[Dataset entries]

════

PR #225, opened 2019-04-12
MLIBZ-2933 Create overload of `loginWithMIC` without `temporaryURI` parameter

b-stolyarov:
#### Description
Create overload of `loginWithMIC` without `temporaryURI` parameter

#### Changes
Added an overload that removes this parameter, and deprecated a version of `loginWithMIC` that takes a `temporaryURI` 

#### Tests
Instrumented

### DIFF
--- a/android-lib/src/main/java/com/kinvey/android/store/UserStore.java
+++ b/android-lib/src/main/java/com/kinvey/android/store/UserStore.java
@@ -156,7 +156,7 @@ public class UserStore {
      * @param client {@link Client} an instance of the client
      * @param callback {@link com.kinvey.java.core.KinveyClientCallback<User>} the callback
      * @throws IOException
-     * @deprecated Use {@link #loginWithMIC(Client, String, String, KinveyMICCallback)} or {@link #loginWithMIC(AbstractClient, String, String, String, String, KinveyUserCallback)}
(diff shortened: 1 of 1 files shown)


android-lib/src/main/java/com/kinvey/android/store/UserStore.java
```diff
@@ -807,14 +807,28 @@ public static void loginWithAuthorizationCodeAPI(@NonNull AbstractClient client,
...
      */
     public static void loginWithAuthorizationCodeAPI(@NonNull AbstractClient client, @NonNull String username,
                                                      @NonNull String password, @Nullable String clientId,
                                                      @NonNull String redirectURI, @NonNull KinveyUserCallback<User> callback){
         loginWithMIC(client, username, password, clientId,redirectURI, callback);
     }
 
+    /***
+     *
+     * Login with the MIC service, using the oauth flow.  This method provides direct login, without rending a login page and without redirectURI.
```
vinaygahlawat: This first sentence should read "Login with the MIC service, using the resource owner grant flow."

b-stolyarov: Ok, fixed

PR #226, opened 2019-04-16
MLIBZ-2823 Correctly handle missing or null refresh token

b-stolyarov:
#### Description
Correctly handle missing or null refresh token

#### Changes
added checking for `refresh_token==null`

#### Tests
Instrumented

### DIFF
--- a/android-lib/src/main/java/com/kinvey/android/store/UserStore.java
+++ b/android-lib/src/main/java/com/kinvey/android/store/UserStore.java
@@ -1116,7 +1116,9 @@ public class UserStore {
             UserStoreRequestManager requestManager = new UserStoreRequestManager(client, createBuilder(client));
             requestManager.setMICRedirectURI(redirectURI);
             GenericJson result = requestManager.getMICToken(token, clientId).execute();
-
+            if (result.get(ACCESS_TOKEN) == null || result.get(REFRESH_TOKEN) == null) {
+                throw new KinveyException("Invalid Access or Refresh MIC token");
+            }
             T ret =  BaseUserStore.loginMobileIdentity(result.get("access_token").toString(), client);
 
             Credential currentCred = client.getStore().load(client.getActiveUser().getId());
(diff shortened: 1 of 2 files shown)


android-lib/src/main/java/com/kinvey/android/store/UserStore.java
```diff
@@ -1116,7 +1116,9 @@ protected T executeAsync() throws IOException {
             UserStoreRequestManager requestManager = new UserStoreRequestManager(client, createBuilder(client));
             requestManager.setMICRedirectURI(redirectURI);
             GenericJson result = requestManager.getMICToken(token, clientId).execute();
-
+            if (result.get(ACCESS_TOKEN) == null || result.get(REFRESH_TOKEN) == null) {
```
vinaygahlawat: It is allowed that you can have an `access_token` but not necessarily a `refresh_token`, so we cannot have this `||` logic here.

android-lib/src/main/java/com/kinvey/android/store/UserStore.java
```diff
@@ -1150,6 +1152,9 @@ protected T executeAsync() throws IOException {
             UserStoreRequestManager requestManager = new UserStoreRequestManager(client, createBuilder(client));
             requestManager.setMICRedirectURI(redirectURI);
             GenericJson result = requestManager.getOAuthToken(clientId, username, password).execute();
+            if (result.get(ACCESS_TOKEN) == null || result.get(REFRESH_TOKEN) == null) {
```
vinaygahlawat: Same comment as above.

android-lib/src/main/java/com/kinvey/android/store/UserStore.java
b-stolyarov: Fixed

android-lib/src/main/java/com/kinvey/android/store/UserStore.java
b-stolyarov: Fixed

════

REQUIREMENT
Tally each line in the data that holds the word "flow"; write only the total.

TASK RESULT
2